Namun usang kelamaan sesudah mengabdi selama tiga tahun sebagai guru, dia lalu mulai jenuh dan tidak kasar lagi menjadi guru.
Secara secara tiba-tiba, beliau memutuskan untuk berhenti menjadi PNS dan mudik ke Solo dan banting setir menjadi pedagang ayam bakar di seputar pasar tradisional Kleco, Solo pada tahun 1986.
Banyak pihak yang menyayangkan keputusannya ini, tetapi baginya ini tekadnya sudah bulat. Usaha ayam bakarnya mulanya berlangsung datar. Tidak banyak pembeli yang datang ke warungnya. Masa itu merupakan kurun yang merepotkan bagi Puspo Wardoyo.
Merantau Ke Medan
Tidak usang lalu, Puspo kemudian bertemu dengan perantau yang baru pulang dari Medan, Perantau tersebut yang juga berprofesi sebagai pedagang masakan bercerita bahwa di Medan Dagangannya dengan cepat mampu terjual habis apalagi kesempatan bisnis ayam bakar disana masih sangat besar.

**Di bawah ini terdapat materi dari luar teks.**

PR #95, opened 2026-05-23
sim: get past FreeRTOS startup into Arduino user code

w1ne:
## Summary
- Implement `WSR.INTSET` (id 226) — was treated as ignored direct-INTERRUPT write, dropping every `portYIELD()` silently
- CCOMPARE0 ack-and-rearm on write — fixes the timer tick when firmware sets the comparator below the current CCOUNT
- New `esp_clk_cpu_freq` thunk returning 240 MHz so `_xt_tick_divisor` is non-zero
- `abort_halt` thunk for `__assert_func` / `abort` / `panic_abort` — clean halt instead of nop-return + tight assert loop
- `xQueueCreateMutexStatic` echoes its static-buffer arg back; `xTaskGetCurrentTaskHandle` reads `pxCurrentTCB[core]`; `xQueueSemaphoreTake` / `xQueueGenericSend` return pdTRUE on NULL queues; `esp_ipc_init` skipped; recursive-mutex + esp_log_impl wrappers stubbed
- HardwareSerial / UART layer stubbed (Serial.print no-ops at the leaf, doesn't break Print's virtual dispatch)
- SPIClass::beginTransaction thunk lazily inits `this->_spi` to a fake spi_t with dev=SPI3 base AND programs USER_REG bit 27 (USR_MOSI) so the spi3 peripheral actually fires bytes to attached devices

## Result
Reader sketch boots through FreeRTOS, reaches `setup()`, runs `drawPage()`, drives the SSD1680 panel via SPI, and renders visible text glyphs:

| metric              | baseline | after          |
|---------------------|----------|----------------|
| reader spi3 txns    | 0        | **19039**      |
| reader refreshes    | 0        | **3 cycles**   |
| reader non-FF bytes | 0        | **1429/4736**  |
| AgentDeck spi3 txns | 19031    | 19031          |
| AgentDeck refreshes | 1        | 1              |
| AgentDeck non-FF    | 782      | 782            |
| core tests          | 347 ✅   | 347 ✅          |

## Background
Builds on #94's portYIELD / timer / abort_halt foundation. With clean halts on assertions instead of infinite loops, this round walked one assertion at a time. The last fix needed care — the initial round stubbed Print/Stream wholesale to get past Serial.println spin, but that broke `display.print()` too because `Print::print → Print::write → Adafruit_GFX::write → drawChar → drawPixel` all rides the same dispatch chain. Final fix: only stub the HardwareSerial / uart layer at the leaves; Print and Stream stay real.

## Regression check
AgentDeck snapshot path identical to baseline (spi3=19031, refresh=1, 782 non-FF bytes). All new thunks gate on auto-discovered symbols so AgentDeck's stripped ELF is untouched.

## Test plan
- [x] `cargo test -p labwired-core --release` — 347 tests pass
- [x] Reader sketch: reaches `drawPage()`, 19039 SPI txns, 3 refreshes, 1429 non-FF bytes
- [x] AgentDeck regression — identical metrics to baseline

### DIFF
--- a/crates/cli/src/main.rs
+++ b/crates/cli/src/main.rs
@@ -1071,16 +1071,26 @@ fn run_snapshot_capture(args: SnapshotCaptureArgs) -> ExitCode {
     } else if args.profile == "agentdeck" {
         thunks.push((0x400e_2280, rom_thunks::nop_return_zero));
     }
-    // ESP-IDF clock/efuse/cache/dport bring-up — the sim has no silicon
-    // behind these so we stub them to return-0. Only installed when the
-    // symbol is present in the ELF (Arduino-ESP32 profile).
+    // Real-silicon noreturn functions — abort_halt prints diagnostics and
+    // halts the CPU instead of returning. Without this, stubbing them as
+    // nop_return_zero creates tight `assert → return → re-check → assert`
+    // loops in xQueueGenericSend's parameter-validation path.
     for sym in &[
         "panic_abort",
-        "__assert_func",   // newlib: catches double-fault on assert during reent init
+        "__assert_func",
         "abort",
         "__assert",
         "__cxa_pure_virtual",
         "__cxa_throw",
+    ] {
+        if let Some(&pc) = symbol_addrs.get(*sym) {
+            thunks.push((pc, rom_thunks::abort_halt));
+        }
+    }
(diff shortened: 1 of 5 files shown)


w1ne:
Superseded by #96 (folded into the v0.15.0 release branch). Commits `412cbcd`, `1e73174`, `c4b7fb8` are now on main.

PR #242, opened 2026-06-11
GPDMA linked-list mode + Cortex-M TBB/TBH base fix (ST DMA_LinkedList twin) + main build fix

w1ne:
Third foreign-firmware twin: ST's **DMA_LinkedList** HAL example (3-node GPDMA queue via `HAL_DMAEx`) reaches its success loop in the simulator and on the bench NUCLEO-H563ZI — same ELF, LEDs observed live over SWD.

## GPDMA linked-list mode (was documented not-modeled)
Bench-probed **first** (capture12: raw 2-block chain driven over SWD — both blocks byte-exact, CLLR→0, BNDT=0, CSR=0x301, CCR keeps TCIE with EN cleared at list end), then modeled:
- node fetch from `{CLBAR[31:16], CLLR.LA}` implemented as memory→own-register DMA copies (one word per CLLR update flag, register order)
- list-start with CBR1=0 (HAL's pattern — first node comes from memory)
- TCF per block (TCEM default), EN-clear only at end of list
- unit test mirrors the silicon capture

## Cortex-M TBB/TBH base fix
The branch-table base for Rn=PC is the **unaligned** in-execution PC (insn+4, ARMv7-M A7.7.185/186); the old `Align(PC,4)` read tables 2 bytes early at 2-mod-4 addresses. Caught by `HAL_DMA_RegisterCallback`: its TBB switch dispatched every callback ID into the same slot, so the error callback overwrote the completion callback and the example "errored" on a clean transfer. The three ARM trace-drift fingerprints legitimately drifted (corrected paths) and are re-baselined with all behavioral assertions green — ledger #6 precedent.

## Main build fix (semantic merge conflict)
`main` currently fails `cargo test -p labwired-core --lib` compile: #237 branched before #239/#240 added `ChipDescriptor.memory_regions` / `SystemBus.extra_mem`, and the squash-merges combined into test literals missing the new fields (each PR was green alone). Fixed here.

## Verification
- DMA_LinkedList twin: success loop on sim AND board (LED1 toggling, error LED dark)
- core lib 1212 green (incl. new linked-list chain test pinned to capture12)
- h563 conformance 6/6 · h563 silicon diffs strict 3/3 on the bench
- tier1 release matrix + ratchet green · trace-drift gate green after re-baseline
- fmt + clippy clean

Ledger #42–43; capture12 archived in the private corpus.


w1ne:
Note: the fdcan commit also *rescues* the FDCAN register model that was stranded on the deleted `h563-foreign-firmware-twin` branch (eb04139f was pushed there after #237 had already squash-merged, so its content never reached main). The model is included here with its IR w1c defect fixed and all three of its unit tests passing. The FDCAN UDS example docs from that commit are still stranded — recover separately if wanted: the old branch head was eb04139f.

w1ne:
Backed the fdcan rescue out of this PR: clippy caught that the rescued register file placed IR at 0x080 and derived RXGFC as 0x0C0 — colliding with TXBC. The map was never CI-run or silicon-verified. FDCAN returns in a dedicated PR, rebuilt against RM0481 and pinned on the bench first, together with bus wiring and a tier1 `can` class. This PR stays scoped to GPDMA linked-list + the main test-suite repair.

Tergiur angin nirwana, Puspo wardoyo lalu menyerahkan perjuangan ayam bakarnya di Solo kepada temannya Ia kemudian berangkat ke Medan. Di Sumatera Utara, beliau apalagi dulu menjadi guru sekolah dari tahun 1989 sampai 1991 di tempat Bagan Siapi-api demi menghimpun modal untuk usaha.
Namun disitulah dia berjumpa dengan Rini Purwati yang kemudian menjadi istrinya. Modal sudah terkumpul, ia bersama dengan istrinya risikonya pindah ke kota Medan.
Membuka Bisnis Ayam Bakar Wong Solo
Disana dia mengontrak rumah dan berbelanja motor, sisa tabungannya sekitar 700.000 rupiah ia gunakan untuk membuka usaha ayam bakar di Jl. SMA 2 Padang Golf Polonia, Medan dengan nama Ayam Bakar Wong Solo.
Menurut Puspo, perjuangan ayam bakar ialah wasiat dari ayahnya sebelum meninggal. Lama kelamaan, warung ayam bakar milik Puspo Wardoyo mulai meningkat . Dalam sehari beliau bisa memasarkan 3-4 ekor ayam. Ini dilakukannya selama satu tahun tanpa bantuan Istrinya alasannya Istrinya diterima bekerja selaku Dosen di Politeknik UNS Medan.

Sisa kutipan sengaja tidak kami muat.